▶ [DATA FOR THE TASK]
------------
PR #702, opened 2020-03-30
Add a caveat to input union solution 2 criteria B

eapache:
This caveat was mentioned on solution 1 but also applies to solution 2. @binaryseed

### DIFF
--- a/rfcs/InputUnion.md
+++ b/rfcs/InputUnion.md
@@ -216,7 +216,7 @@ Any data structure that can be modeled with output type polymorphism should be a
 
 | [1][solution-1] | [2][solution-2] | [3][solution-3] | [4][solution-4] | [5][solution-5] |
 |----|----|----|----|----|
-| ✅⚠️ | ✅ | ✅ | ✅⚠️ | 🚫 |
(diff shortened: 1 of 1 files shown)


rfcs/InputUnion.md
```diff
@@ -555,6 +555,7 @@ input DogInput {
   * ✅
 * [B. Input polymorphism matches output polymorphism][criteria-b]
   * ✅ Data structures can mirror eachother.
+  * ⚠️ `__typename` can not match discriminator since Input & Output types are distinct (ex: `Cat` vs `CatInput`).
```
binaryseed: I'm not sure this is true - this solution is suggesting a pre-defined "literal" value as the discriminator, not the GraphQL type name.

Perhaps the confusion is that the first "variation" here is actually using the type name, I should probably just remove that in favor of the string / enum literal variations.

I think that's the main point of the solution, to enable the same data to work on query &. mutation sides...

eapache: Ah, yeah I definitely saw the type names in the example and made that assumption, it would be good to clarify.

PR #703, opened 2020-03-31
[Editorial] Fix example for Variable Uniqueness

PascalSenn:
I think the fragment definition in this example was wrong


IvanGoncharov:
@PascalSenn Thanks a lot 👍

PR #4846, opened 2021-06-08
Draft: Fix wrong tree icon for Draft_PointArray

Roy-043:
The code wrongly used the PointList property to detect a Draft_PointArray. PointObject should be used instead.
------------
▶ [GOAL OF THE EXERCISE]
Repeat each record above precisely as written.

▶ [ANSWER BELOW]
PR #702, opened 2020-03-30
Add a caveat to input union solution 2 criteria B

eapache:
This caveat was mentioned on solution 1 but also applies to solution 2. @binaryseed

### DIFF
--- a/rfcs/InputUnion.md
+++ b/rfcs/InputUnion.md
@@ -216,7 +216,7 @@ Any data structure that can be modeled with output type polymorphism should be a
 
 | [1][solution-1] | [2][solution-2] | [3][solution-3] | [4][solution-4] | [5][solution-5] |
 |----|----|----|----|----|
-| ✅⚠️ | ✅ | ✅ | ✅⚠️ | 🚫 |
(diff shortened: 1 of 1 files shown)


rfcs/InputUnion.md
```diff
@@ -555,6 +555,7 @@ input DogInput {
   * ✅
 * [B. Input polymorphism matches output polymorphism][criteria-b]
   * ✅ Data structures can mirror eachother.
+  * ⚠️ `__typename` can not match discriminator since Input & Output types are distinct (ex: `Cat` vs `CatInput`).
```
binaryseed: I'm not sure this is true - this solution is suggesting a pre-defined "literal" value as the discriminator, not the GraphQL type name.

Perhaps the confusion is that the first "variation" here is actually using the type name, I should probably just remove that in favor of the string / enum literal variations.

I think that's the main point of the solution, to enable the same data to work on query &. mutation sides...

eapache: Ah, yeah I definitely saw the type names in the example and made that assumption, it would be good to clarify.

PR #703, opened 2020-03-31
[Editorial] Fix example for Variable Uniqueness

PascalSenn:
I think the fragment definition in this example was wrong


IvanGoncharov:
@PascalSenn Thanks a lot 👍

PR #4846, opened 2021-06-08
Draft: Fix wrong tree icon for Draft_PointArray

Roy-043:
The code wrongly used the PointList property to detect a Draft_PointArray. PointObject should be used instead.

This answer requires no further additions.